Theresia van der Pant

Fluitspeelster (1951) • Brons (3 gietsels) • 44 x 17 x 16 cm

Herkomst: Kunsthandel M.L. de Boer, Amsterdam • Collectie M. de Smet

Literatuur: R. van der Linden, R. van Put, ‘Theresia van der Pant, Beeldhouwster/Sculptress.’, Amsterdam 1989, p. 53

Dit beeld was te koop • Verkocht

Na de Rijksakademie ging Van der Pant in de leer bij de Belgische meester Oscar Jespers (1887-1979). Jespers was een internationaal georiënteerde beeldhouwer die door de jaren verschillende paden had bewandeld: primitief, abstract, art deco, kubistisch, expressionistisch en klassiek monumentaal. Hij had voorkeur voor een gesloten opbouw van het beeld, met eerbied voor het organisch gegroeide materiaal waaruit het gehouwen is. Het leeuwendeel van zijn oeuvre hakte Jespers in steen. Van der Pant, die zelf ook meer hakker dan modelleur was, leerde van Jespers beter te kijken en over het effect van licht op vorm. Een gladde vorm vangt het licht heel anders dan een verbrokkelde vorm.
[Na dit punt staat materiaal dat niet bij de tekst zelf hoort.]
PR #5773, opened 2019-08-27
Add option to pre-fill Pool with objects

obigu:
Pool works on-demand and will be empty until objects are obtained and then fred.
In many cases it's preferable to pre-fill the Pool for performance reasons, specially to avoid allocation to occur during gameplay.

PR adds a new constructor to `Pool` to allow pre-filling it with the initial capacity.

Even if it's possible to do it manually by obtaining and freeing objects after the creation of the Pool I think it's a useful and common enough use case to be added to Pool. Also, doing it in the constructor is more efficient as it avoids a call to `reset()` on all pre-filled objects.


cypherdare:
In my opinion, this would be more useful as a method you can call on a pool to seed it up to a certain number. Then you could call it on pools that you get from Pools. Or if you use lots of the actions from Actions, you could seed the pools you know it's going to use. Or if you instantiate pools before OpenGL has been spun up, you can safely seed them after `create()` has been called (the reason to do this comes up more often in Kotlin, where you want to avoid nullable variables).

obigu:
@cypherdare Definitely adding a method would allow having this feature in cases where you don't have control over the Pool instantiation. In any case, even if we add it as a method, I think it's really useful having it in the constructor as well because I think it's a really common use case to want to prefill the pool with the intial capacity (in mobile apps where this is critical). @NathanSweet What do you think?

NathanSweet:
I've not had a need for this, but it looks OK. `Pool` javadocs aren't formatted -- can you run the formatter? Would you like to add a `fill` method?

Contrast tussen beiden bleef Van der Pant in haar hele oeuvre gebruiken.

In de aanloop naar Van der Pants Vlaamse leergang, was Jespers zelf geleidelijk aan klassieker gaan werken. Dat kwam doordat hij van overheidswege opdrachten kreeg voor monumentale reliëfs. In 1945 begon Jespers een reeks vrouwenfiguren in brons die minder realistisch zijn uitgewerkt. De volumes werden in vrijheid tegen elkaar afgewogen en verbeelden de vrouw als een mythe van vruchtbaarheid en harmonie. Van der Pant bleef niet onberoerd door de serie. In het najaar van 1951, eenmaal terug in Amsterdam, maakte zij ook een vrouwenfiguur in brons: Fluitspeelster

Het beeld is bescheidener van formaat dan de vrouwen van Jespers. Ze heeft niet getracht de natuur na te bootsen; gezichtsuitdrukking, plooivallen of andere onbelangrijke details zijn achterwege gelaten. De volle, haast geometrische vormen van de hoed, jurk en het lichaam, vloeien met zachte rondingen in elkaar over, waardoor ze een evenwicht bereiken. Er zit spanning in, maar de algehele indruk is ingetogen. Het beeld geeft blijk van Jespers’ opvatting dat een beeld de ruimte om zich heen aan zich dient te binden door er weerstand aan te bieden. Het mag zich er niet in uitstrekken, maar moet streng zijn eigen wereld afbakenen.